Global Color Variations on Saturn's Icy Satellites, and New Evidence for Rhea's Ring

Global color maps of Mimas, Enceladus, Tethys, Dione, Rhea and Iapetus, constructed using calibrated Cassini IR, green, and UV images, reveal distinct color asymmetries and equatorial features on these satellites. Variations are most strongly pronounced in IR/UV color ratios, which reveal strong sinusoidal enhancements in IR/UV centered on the trailing hemispheres of Tethys, Dione and Rhea. This peak is strongest on Dione and broadest on Rhea, and correlates with the well-known trailing hemispheric albedo darkening and reduced water-ice absorption bands seen by VIMS. In contrast, an (albeit weaker) increase in IR/UV is also centered on the leading hemisphere, but is not correlated with albedo. These patterns are likely related, at least in part, to plasma bombardment. Enceladus has a similar color asymmetry, but it is weaker and offset 45-50° to the west relative to the patterns seen on the other satellites, whereas Mimas has no such albedo or color asymmetry.

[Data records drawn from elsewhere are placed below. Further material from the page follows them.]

Issue #151, opened 2026-06-18
Harden scripts/backup-device-key.py per Gemini review (private-key leak on no-response + capture robustness)


Strycher:
## Summary
`scripts/backup-device-key.py` (exports a device identity **private key** over the serial CLI)
needs hardening per its Gemini review before it's committed/used. The happy path is fine; the
error/capture paths are not. Found 2026-06-17.

## Findings
- **[CRITICAL] Key leak on regex mismatch** — the no-response branch writes the *entire raw
  serial buffer* (which may contain the private key) to `<name>-prvkey-NORESPONSE.log`. Fix:
  don't dump the raw buffer; report a char-count only.
- **[HIGH] Truncated-key capture** — the fixed-time read can stop mid-transmission; the `{32,}`
  regex then matches a partial key and saves it as "success." Fix: read until the reply is
  complete (key + trailing newline / next prompt), not a fixed timer.
- **[HIGH] Ambiguous regex** — `>\s*([0-9A-Fa-f]{32,})` grabs the first hex (could match a
  pubkey/EUI). Mitigated by `reset_input_buffer()`; anchor it + enforce the MeshCore key length
  (128 hex).
- **[MEDIUM] Unhandled `bytes.fromhex` ValueError** — odd-length capture → traceback leaks
  `key_hex` to stderr. Wrap in try/except.
- **[MEDIUM] Silent overwrite** of an existing backup — add `--force`.
- **[LOW] gitignore reliance** — add a loud "ensure device_backups/ is gitignored" note.

Audit log: `docs/llm-consultations/2026-06-17-key-backup-tooling-review-gemini-gemini-2.5-pro.log`

Strycher:
Hardened (Gemini re-review clean) + bench-verified on the 1W RAK3401: key saved, sha256 head matches the prior backup, key never printed. Landing via PR from fix/151-harden-key-backup.

PR #155, opened 2026-06-19
fix(#151): harden backup-device-key.py (key-leak + capture robustness)

Strycher:
Hardens the device private-key backup tool per its Gemini review (#151), plus a fix from bench-testing.

## Fixes
- **[CRITICAL]** no-response path no longer dumps the raw serial buffer (may contain the key) to a log
- **[HIGH]** read-until-complete `> <hex>\n` line (no truncated-key saves); **[HIGH]** regex requires ≥64 hex (rejects short EUI/pubkey)
- **[MED]** `bytes.fromhex` try/except (no traceback leak); **[MED]** `--force` overwrite guard
- **[LOW]** runtime gitignore check — corrected to check the key-file path, not the bare dir (a false-negative the bench-test caught)

## Verification
- 6/6 no-device parse tests pass; Gemini re-review **clean** (0 findings)
- **Bench-verified on the 1W RAK3401 (COM20):** key saved, sha256 head matches the prior backup, key never printed

For #151 (closed per the close-then-push convention).

### DIFF
--- a/scripts/backup-device-key.py
+++ b/scripts/backup-device-key.py
@@ -1,0 +1,147 @@
+#!/usr/bin/env python3
+"""Back up a device's MeshCore identity (private key) over the serial CLI.
+
+Sends `get prv.key` to the device's CommonCLI serial console (local-serial-only
+command) and saves the exported private key to
+device_backups/<name>-prv.key.txt (gitignored).
+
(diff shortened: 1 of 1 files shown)


Strycher:
Human approval received (Ben: "Merge 155"). Enabling auto-merge; merges when CI passes.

Wide banding along the equators of the leading hemispheres of Tethys and (newly discovered) on Mimas have low IR/UV ratios and are roughly 250-300 km wide N-S and lens-shaped in map projection. The equatorial orientation suggests a role for ring material, possibly the E-ring. For Rhea, we confirm the unusual equatorial color features of Jones et al. (Fall 2009 AGU, abs. #32A-04). These form a very narrow, discontinuous, great-circle chain of discreet, low-IR/UV deposits over >180° of arc, and tilted 1.8° to the equator. The deposits occur preferentially on the east-facing walls of older impact craters, and we hypothesize the deposits represent near-grazing impacts (at 450 m/s) of small Rhea ring bodies. East-facing impacts indicate a retrograde ring, and the 1.8° tilt indicates a small amount of polar wander since formation, or perhaps, a minor error in Rhea's pole position.